• **Listed records**:

PR #253, opened 2021-03-02
Collect all internal and user defined health check sources

tabboud:
## Before this PR
There was special-case handling for the config HealthCheckSource, which made it difficult to add any additional health check sources.

## After this PR
==COMMIT_MSG==
Collect all internal and user-defined health check sources before adding the status routes
==COMMIT_MSG==

Now all internal health check sources (except for `s.stateManager` itself) will be added to the user-supplied health check sources. The motivation for this is because we are looking to add a new health check source for the TCPWriter, and it's not trivial to add currently. Once this is refactored we can just append to the `internalHealthCheckSources` and everything will "just work".

## Possible downsides?

---
This change is [Reviewable](https://reviewable.io/reviews/palantir/witchcraft-go-server/253)

### DIFF
--- a/witchcraft/server_routes.go
+++ b/witchcraft/server_routes.go
@@ -44,7 +44,7 @@ func (s *Server) initRouters(installCfg config.Install) (rRouter wrouter.Router,
 	return routerWithContextPath, mgmtRouterWithContextPath
 }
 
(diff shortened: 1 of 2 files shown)


nmiyake (approved):
Thanks -- refactor makes sense and explanation was very understandable.

PR #254, opened 2021-03-03
Add TCPWriter health check source

tabboud:
## Before this PR
No external health checks to monitor the status of TCP logging

## After this PR

==COMMIT_MSG==
Add TCPWriter health check source to monitor the TCP connection status
==COMMIT_MSG==

## Notes
This health check is a bit strange given it's entirely dependent on the amount of logging done by consumers. For example, if no logging is performed, then this will always be healthy even though there is no connection. Maybe it's better to use `Deferring` or `Repairing`? I am proxying the connection status by checking the cached `net.Conn` which should only ever be `nil` when no writes have taken place or a write failed. I am open to other ideas on how to monitor this and also the levels at which we report.

---
This change is [Reviewable](https://reviewable.io/reviews/palantir/witchcraft-go-server/254)

### DIFF
--- a/witchcraft/internal/tcpjson/tcp_logger.go
+++ b/witchcraft/internal/tcpjson/tcp_logger.go
@@ -16,18 +16,29 @@ package tcpjson
 
 import (
 	"bytes"
+	"context"
 	"io"
 	"io/ioutil"
 	"net"
 	"sync"
 
 	werror "github.com/palantir/witchcraft-go-error"
+	"github.com/palantir/witchcraft-go-health/conjure/witchcraft/api/health"
+	"github.com/palantir/witchcraft-go-health/status"
 	"github.com/rs/zerolog"
 )
 
-var _ io.WriteCloser = (*TCPWriter)(nil)
+var (
+	_ io.WriteCloser           = (*TCPWriter)(nil)
+	_ status.HealthCheckSource = (*TCPWriter)(nil)
+)
 
-const errWriterClosed = "writer is closed"
+const (
+	errWriterClosed = "writer is closed"
+
+	// tcpWriterHealthCheckName is the name used for the external health check
+	tcpWriterHealthCheckName = "TCP_LOGGER_CONNECTION_STATUS"
+)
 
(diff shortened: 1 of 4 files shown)


witchcraft/internal/tcpjson/tcp_logger.go
```diff
@@ -39,8 +50,11 @@ type TCPWriter struct {
 	// closedChan is used to signal that the writer is shutting down
 	closedChan chan struct{}
 
-	mu   sync.RWMutex // guards conn below
+	mu   sync.RWMutex // guards all fields below
 	conn net.Conn
+	// started will be set to true when the first connection has been established
```
nmiyake: nit: grammar

Suggest:

```
// started is set to true when the first connection has been established
```

witchcraft/internal/tcpjson/tcp_logger.go
```diff
@@ -141,6 +157,34 @@ func (d *TCPWriter) Close() error {
 	return d.closeConn()
 }
 
+// HealthStatus implements the status.HealthCheckSource interface for the TCPWriter.
+// An ERROR health status will be returned if attempts have been made to establish a connection but none
```
nmiyake: nit: use "is" rather than "will be" in tense here and below

nmiyake (changes requested):
Very minor nits for comments, but content looks good!

tabboud:
Seems like I have a habit of writing "will be" 🤦‍♂️.

bmoylan:
I wonder if there's a more responsive way to indicate when there are problems writing to the connection. What would you think about something like af81fe8 which uses the windowed source to return when the most recent write failed?

tabboud:
@bmoylan yeah I like that much better since it's monitoring the success of each write instead of proxying the connection status and also handles the edge cases I pointed out.

Want to open a separate PR or I can adapt that model here.

bmoylan:
sure, I opened #255

tabboud:
Closing in favor of #255

PR #258, opened 2021-03-05
Only enable TCP logging if both log metadata and receiver are configured

tabboud:
## Before this PR
If the URIs for the log receiver were set then we would enable the TCP logging output. Some internal infrastructure does not allow service-discovery in configuration so the fields are hardcoded per environment, which makes it impossible to determine whether we enable or disable the TCP logger solely on the presence of the URIs.

## After this PR

==COMMIT_MSG==
Only enable TCP logging if both log metadata and receiver are configured
==COMMIT_MSG==

In order to enable the TCP logger both the log envelope metadata AND log receiver must be configured. 
There are a few cases that need to be handled based on the two fields:
1. metadata is not configured (or partially) and receiver is **NOT** configured.
	a. Noop and logging will continue as normal
2. metadata is not configured (or partially) and the receiver **IS** configured.
	a. We emit a WARN log line to be able to trace the fact that TCP logging is disabled
	b. This is the case of hardcoding receiver config
3. metadata is configured and receiver is **NOT** configured
	a. This is an unexpected state, since we want to guarantee that if env vars are set, then we should be TCP logging.
	b. We set the `TCP_LOGGER_CONNECTION_STATUS` to a permanent `WARN` state with info that it's not configured correctly.
4. both metadata and receiver are configured
	a. enable TCP logging as usual

## Possible downsides?

---
This change is [Reviewable](https://reviewable.io/reviews/palantir/witchcraft-go-server/258)

### DIFF
--- a/changelog/@unreleased/pr-258.v2.yml
+++ b/changelog/@unreleased/pr-258.v2.yml
@@ -1,5 +1,8 @@
 type: improvement
 improvement:
-  description: Only enable TCP logging if both log metadata and receiver are configured
+  description: |-
+    Only enable TCP logging if both log metadata and receiver are configured
+
+    TCP logging will now only be enabled if both envelope metadata and the TCP reciever are properly configured. If the TCP receiver is configured without the envelope metadata then a warning log line will be produced to indicate a possible mis-configuration, but will otherwise proceed as normal. Some environments use hard-coded config, where it may be expected that the TCP receiver is configured, but the envelope metadata is not. Conversely, if the envelope metadata is configured and the TCP receiver is not, then the `TCP_LOGGER_CONNECTION_STATUS` health check will be set to a permanent warning state to indicate that TCP logging is disabled, since the reciever must be mis-configured.
   links:
   - https://github.com/palantir/witchcraft-go-server/pull/258
--- a/changelog/@unreleased/pr-258.v2.yml
+++ b/changelog/@unreleased/pr-258.v2.yml
@@ -1,0 +1,5 @@
+type: improvement
+improvement:
+  description: Only enable TCP logging if both log metadata and receiver are configured
+  links:
+  - https://github.com/palantir/witchcraft-go-server/pull/258
--- a/witchcraft/witchcraft.go
+++ b/witchcraft/witchcraft.go
@@ -621,9 +621,17 @@ func (s *Server) Start() (rErr error) {
 	envelopeMetadata, err := tcpjson.GetEnvelopeMetadata()
 	if err != nil {
 		if len(receiverCfg.URIs) > 0 {
+			// Presence of TCP receiver config without envelope metadata may indicate a mis-configuration,
+			// but can also be expected in environments where the config is always hard-coded.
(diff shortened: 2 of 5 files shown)


changelog/@unreleased/pr-258.v2.yml
```diff
@@ -0,0 +1,5 @@
+type: improvement
+improvement:
+  description: Only enable TCP logging if both log metadata and receiver are configured
```
nmiyake: Can you expand this a bit to explain the different behaviors for the different combinations? The explanation in the PR was very helpful to understand. The changelog doesn't need to be quite as extensive, but still think it would help to have further details about the expected behavior/usage here.

witchcraft/witchcraft.go
```diff
@@ -615,10 +616,20 @@ func (s *Server) Start() (rErr error) {
...
 
-	// extract the TCP JSON receiver from the runtime config
-	servicesCfg := baseRefreshableRuntimeCfg.CurrentBaseRuntimeConfig().ServiceDiscovery
-	receiverCfg, err := servicesCfg.MustClientConfig("sls-log-tcp-json-receiver")
-	if err == nil && len(receiverCfg.URIs) > 0 {
+	// enable TCP logging if the envelope metadata and the TCP receiver are both configured
+	receiverCfg := baseRefreshableRuntimeCfg.CurrentBaseRuntimeConfig().ServiceDiscovery.ClientConfig("sls-log-tcp-json-receiver")
+	envelopeMetadata, err := tcpjson.GetEnvelopeMetadata()
+	if err != nil {
+		if len(receiverCfg.URIs) > 0 {
```
nmiyake, line 623: Can you add a comment after this block to explain why it's okay to proceed without warning/logging?

witchcraft/witchcraft.go
```diff
@@ -615,10 +616,20 @@ func (s *Server) Start() (rErr error) {
...
+			s.svcLogger.Warn("TCP logging will not be enabled since all environment variables are not set.", svc1log.Stacktrace(err))
+		}
+	} else if len(receiverCfg.URIs) <= 0 {
```
nmiyake: nit: can just be `== 0` since `len` cannot return negative

witchcraft/witchcraft.go
```diff
@@ -615,10 +616,20 @@ func (s *Server) Start() (rErr error) {
...
+		internalHealthCheckSources = append(internalHealthCheckSources,
```
nmiyake, line 635: Can you add comment that explains what behavior this enables?

nmiyake (changes requested):
Thanks for the PR and the detailed explanation.

Implementation looks good overall -- just some feedback on documentation for clarify.

tabboud:
@nmiyake Thanks for the documentation feedback. I was trying to strike a balance of verbosity and traceability if any issues were encountered, but I think this looks better to include the reasoning in line rather than have to find the PR for context.

nmiyake (approved):
Looks good -- thanks!

PR #259, opened 2021-03-09
Refactor RouteParam interface to use builder pattern

dtrejod:
## Before this PR
Whenever adding a new field as a `RouteParam`, it required that all types satisfy an interface which returned a no-op except for the one method that was applicable for said field. 

## After this PR
We use a builder type to construct a RouteParam where all options are added to the routeParamBuilder by using an `apply()` method. 
==COMMIT_MSG==
Refactor RouteParam interface to use builder pattern. Now all RouteParam options are applied to an underlying routeParamBuilder at instantiation.
==COMMIT_MSG==

## Possible downsides?
None. All exported method signatures were kept consistent so that this will be a non-breaking change.

---
This change is [Reviewable](https://reviewable.io/reviews/palantir/witchcraft-go-server/259)

### DIFF
--- a/wrouter/route_params.go
+++ b/wrouter/route_params.go
@@ -18,120 +18,98 @@ import (
 	"github.com/palantir/pkg/metrics"
 )
 
+type routeParamBuilder struct {
+	paramPerms RouteParamPerms
+	metricTags metrics.Tags
+}
+
 type RouteParam interface {
-	perms() RouteParamPerms
-	metricTags() metrics.Tags
+	apply(*routeParamBuilder) error
 }
 
-type requestParamPermsFunc func() RouteParamPerms
+type routeParamFunc func(*routeParamBuilder) error
 
-func (f requestParamPermsFunc) perms() RouteParamPerms {
-	return f()
-}
-
-func (f requestParamPermsFunc) metricTags() metrics.Tags {
-	return nil
+func (f routeParamFunc) apply(b *routeParamBuilder) error {
+	return f(b)
 }
 
 func RouteParamPermsParam(perms RouteParamPerms) RouteParam {
-	return requestParamPermsFunc(func() RouteParamPerms {
-		return perms
+	return routeParamFunc(func(b *routeParamBuilder) error {
+		var pathParamPerms []ParamPerms
+		var queryParamPerms []ParamPerms
+		var headerParamPerms []ParamPerms
+		if b.paramPerms != nil {
+			pathParamPerms = append(pathParamPerms, b.paramPerms.PathParamPerms())
+			queryParamPerms = append(queryParamPerms, b.paramPerms.QueryParamPerms())
+			headerParamPerms = append(headerParamPerms, b.paramPerms.HeaderParamPerms())
+		}
+
+		pathParamPerms = append(pathParamPerms, perms.PathParamPerms())
+		queryParamPerms = append(queryParamPerms, perms.QueryParamPerms())
+		headerParamPerms = append(headerParamPerms, perms.HeaderParamPerms())
+
+		b.paramPerms = &requestParamPermsImpl{
+			pathParamPerms:   NewCombinedParamPerms(pathParamPerms...),
+			queryParamPerms:  NewCombinedParamPerms(queryParamPerms...),
+			headerParamPerms: NewCombinedParamPerms(headerParamPerms...),
+		}
+		return nil
 	})
 }
 
 func SafePathParams(safeParams ...string) RouteParam {
-	return requestParamPermsFunc(func() RouteParamPerms {
-		return &requestParamPermsImpl{
-			pathParamPerms: newSafeParamPerms(safeParams...),
-		}
+	return RouteParamPermsParam(&requestParamPermsImpl{
+		pathParamPerms: newSafeParamPerms(safeParams...),
 	})
 }
 
 func ForbiddenPathParams(forbiddenParams ...string) RouteParam {
-	return requestParamPermsFunc(func() RouteParamPerms {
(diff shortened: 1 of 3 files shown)


andybradshaw (commented):
> *[Reviewable](https://reviewable.io/reviews/palantir/witchcraft-go-server/259)* status: all files reviewed, 1 unresolved discussion (waiting on @bmoylan, @dtrejod, and @nmiyake)

___
*[wrouter/route_params.go, line 27 at r1](https://reviewable.io/reviews/palantir/witchcraft-go-server/259#-MVN1p-66Nwej4d50oaX:-MVN1p-66Nwej4d50oaY:b-dxmd95) ([raw file](https://github.com/palantir/witchcraft-go-server/blob/592d9e3dd2b3070b0e5ee96ca127b872429a7619/wrouter/route_params.go#L27)):*
> ```Go
> 
> type RouteParam interface {
> 	apply(*routeParamBuilder) error
> ```

Are there implementations of `RouteParam` that we expect to not interact with the `RequestVals` type? Would imagine something like the following interface better describes the intent:

```golang
type RouteParam interface {
    apply(*RequestVals) error
}
```

wrouter/route_params.go
```diff
@@ -18,120 +18,98 @@ import (
...
+		b.metricTags = tags
+		return nil
 	})
 }
 
-func toMetricTags(params []RouteParam) metrics.Tags {
-	var tags metrics.Tags
-	for _, param := range params {
-		tags = append(tags, param.metricTags()...)
+func toRequestParamPerms(b *routeParamBuilder) RouteParamPerms {
```
nmiyake: Since `toRequestParamPerms` and `toMetricTags` now both operate on `*routeParamBuilder`, let's have these functions be functions on the `*routeParamBuilder` type and move their definition next to the definition for the builder type.

wrouter/route_params.go
```diff
@@ -18,120 +18,98 @@ import (
...
+	}
+	return &requestParamPermsImpl{}
+}
+
+func toMetricTags(b *routeParamBuilder) metrics.Tags {
+	if b.metricTags != nil {
+		return b.metricTags
 	}
-	return tags
+	return metrics.Tags{}
```
nmiyake: Can we keep the previous structure but just replace the `for` loop with the `if` check? That will ensure that if `b.metricTags == nil`, this function still returns a `nil` `metrics.Tag` as before

wrouter/route_params.go
```diff
@@ -18,120 +18,98 @@ import (
...
+		var pathParamPerms []ParamPerms
+		var queryParamPerms []ParamPerms
+		var headerParamPerms []ParamPerms
+		if b.paramPerms != nil {
+			pathParamPerms = append(pathParamPerms, b.paramPerms.PathParamPerms())
+			queryParamPerms = append(queryParamPerms, b.paramPerms.QueryParamPerms())
+			headerParamPerms = append(headerParamPerms, b.paramPerms.HeaderParamPerms())
+		}
+
+		pathParamPerms = append(pathParamPerms, perms.PathParamPerms())
```
nmiyake, line 62: Why are the new params prepended rather than appended?

Think it would be more natural to initialize the perms to the current values and then append:

```go
pathParamPerms := perms.PathParamPerms()
queryParamPerms := perms.QueryParamPerms()
headerParamPerms := perms.HeaderParamPerms()
if b.paramPerms != nil {
...
}
```

nmiyake (changes requested):
Thanks! Some feedback.

wrouter/route_params.go
dtrejod: > Think it would be more natural to initialize the perms to the current values and then append:

Think the ordering I have is correct for this behavior. `b.paramPerms` are the existing params and the passed in `perms` argument are the new params we are appending.

wrouter/route_params.go
dtrejod: Done

wrouter/route_params.go
dtrejod: done

wrouter/route_params.go
nmiyake: Ah yes, you're right -- thanks!

nmiyake (approved):
Thanks, this looks good to me!

dtrejod (commented):
> *[Reviewable](https://reviewable.io/reviews/palantir/witchcraft-go-server/259)* status: 1 of 3 files reviewed, 4 unresolved discussions (waiting on @andybradshaw, @bmoylan, @dtrejod, and @nmiyake)

___
*[wrouter/route_params.go, line 27 at r1](https://reviewable.io/reviews/palantir/witchcraft-go-server/259#-MVN1p-66Nwej4d50oaX:-MVNCR7mDPQGl4w1xCJo:b-5sjhx2) ([raw file](https://github.com/palantir/witchcraft-go-server/blob/592d9e3dd2b3070b0e5ee96ca127b872429a7619/wrouter/route_params.go#L27)):*
<details><summary><i>Previously, andybradshaw (Andy Bradshaw) wrote…</i></summary><blockquote>

Are there implementations of `RouteParam` that we expect to not interact with the `RequestVals` type? Would imagine something like the following interface better describe the intent?

```golang
type RouteParam interface {
    apply(*RequestVals) error
}
```
</blockquote></details>

I'd rather we not do this since we don't want to imply configurability of all RequestVals fields. The builder isolates the fields that actually influence RequestVals used by the handler here:

https://github.com/palantir/witchcraft-go-server/blob/develop/wrouter/router_root.go#L139-L144

andybradshaw (approved):

bmoylan (approved):

PR #262, opened 2021-03-11
feature: TCP writer uses a buffered channel to queue messages

bmoylan:
In the case that the TCP logger connection is slow or failing, we do not want to block the primary process from continuing. We may consider using this for the file based logger(s) as well, though disk IO speed has never been a problem.

---
This change is [Reviewable](https://reviewable.io/reviews/palantir/witchcraft-go-server/262)

### DIFF
--- a/changelog/@unreleased/pr-262.v2.yml
+++ b/changelog/@unreleased/pr-262.v2.yml
@@ -2,7 +2,5 @@ type: feature
 feature:
   description: |-
     TCP writer uses a buffered channel to queue messages
-
-    In the case that the TCP logger connection is slow or failing, we do not want to block the primary process from continuing. We may consider using this for the file based logger(s) as well, though disk IO speed has never been a problem.
   links:
   - https://github.com/palantir/witchcraft-go-server/pull/262
--- a/changelog/@unreleased/pr-262.v2.yml
+++ b/changelog/@unreleased/pr-262.v2.yml
@@ -1,6 +1,6 @@
 type: feature
 feature:
   description: |-
-    TCP writer uses a buffered channel to queue messages
+    TCP writer uses a buffered channel to queue messages. In the case that the TCP logger connection is slow or failing, we do not want to block the primary process from continuing.
   links:
   - https://github.com/palantir/witchcraft-go-server/pull/262
--- a/changelog/@unreleased/pr-262.v2.yml
+++ b/changelog/@unreleased/pr-262.v2.yml
@@ -1,0 +1,8 @@
+type: feature
+feature:
+  description: |-
+    TCP writer uses a buffered channel to queue messages
+
+    In the case that the TCP logger connection is slow or failing, we do not want to block the primary process from continuing. We may consider using this for the file based logger(s) as well, though disk IO speed has never been a problem.
+  links:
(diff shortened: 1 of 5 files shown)


changelog/@unreleased/pr-262.v2.yml
```diff
@@ -0,0 +1,6 @@
+type: feature
+feature:
+  description: |-
+    TCP writer uses a buffered channel to queue messages
```
nmiyake: If this was motivated by a particular issue (performance/configuration or otherwise), can you add a blurb on that here so it's clear why this would matter when reviewing the release notes?

witchcraft/internal/tcpjson/async_writer.go
```diff
@@ -0,0 +1,64 @@
...
+import (
+	"io"
+	"log"
+
+	"github.com/palantir/pkg/metrics"
+	werror "github.com/palantir/witchcraft-go-error"
+)
+
+const (
+	asyncWriterBufferCap      = 1000
```
nmiyake: Is there any context around this value or is it arbitrary? Also is this bytes or number of messages or something else?

witchcraft/internal/tcpjson/async_writer.go
```diff
@@ -0,0 +1,64 @@
...
+	asyncWriterBufferLenGauge = "sls.logging.queued"
+)
+
+type asyncWriter struct {
+	buffer chan []byte
+	output io.Writer
+	stop   chan struct{}
+}
+
+func StartAsyncWriter(output io.Writer, registry metrics.Registry) io.WriteCloser {
```
nmiyake, line 40: Can you add a blurb about what this does and contract around closing etc.?

nmiyake (changes requested):
Minor feedback/clarification around documentation

bmoylan:
Thanks @nmiyake, updated!

witchcraft/loggers.go
```diff
@@ -63,7 +64,8 @@ func (s *Server) initLoggers(useConsoleLog bool, logLevel wlog.LogLevel, registr
 	logWriterFn := func(slsFilename string) io.Writer {
 		internalWriter := newDefaultLogOutputWriter(slsFilename, useConsoleLog, loggerStdoutWriter)
 		if tcpWriter != nil {
-			internalWriter = io.MultiWriter(internalWriter, tcpWriter)
+			asyncTCPWriter := tcpjson.StartAsyncWriter(tcpWriter, registry)
```
nmiyake: It doesn't look like this writer is ever closed -- what's the thinking behind how the lifecycle should be managed here?

I think this happens to work out right now because, although `initLoggers` is called multiple times on initialization, `tcpWriter` is only non-nil on one of these invocations. However, if it's the case that calling `initLoggers` with a non-nil `tcpWriter` will always start a new goroutine with no way to close/stop it, that seems like a bit of a concern.

nmiyake (changes requested):
Thanks! All of the minor things have been addressed, but in looking closer at the implementation I have a question/concern about how closing the TCP writer is handled.

nmiyake (approved):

• **Task details**:
Between the first line of the entries above and the line with "Collect all internal and user-defined", both included, copy every line exactly and nothing outside that range.

• **Task result**:
PR #253, opened 2021-03-02
Collect all internal and user defined health check sources

tabboud:
## Before this PR
There was special-case handling for the config HealthCheckSource, which made it difficult to add any additional health check sources.

## After this PR
==COMMIT_MSG==
Collect all internal and user-defined health check sources before adding the status routes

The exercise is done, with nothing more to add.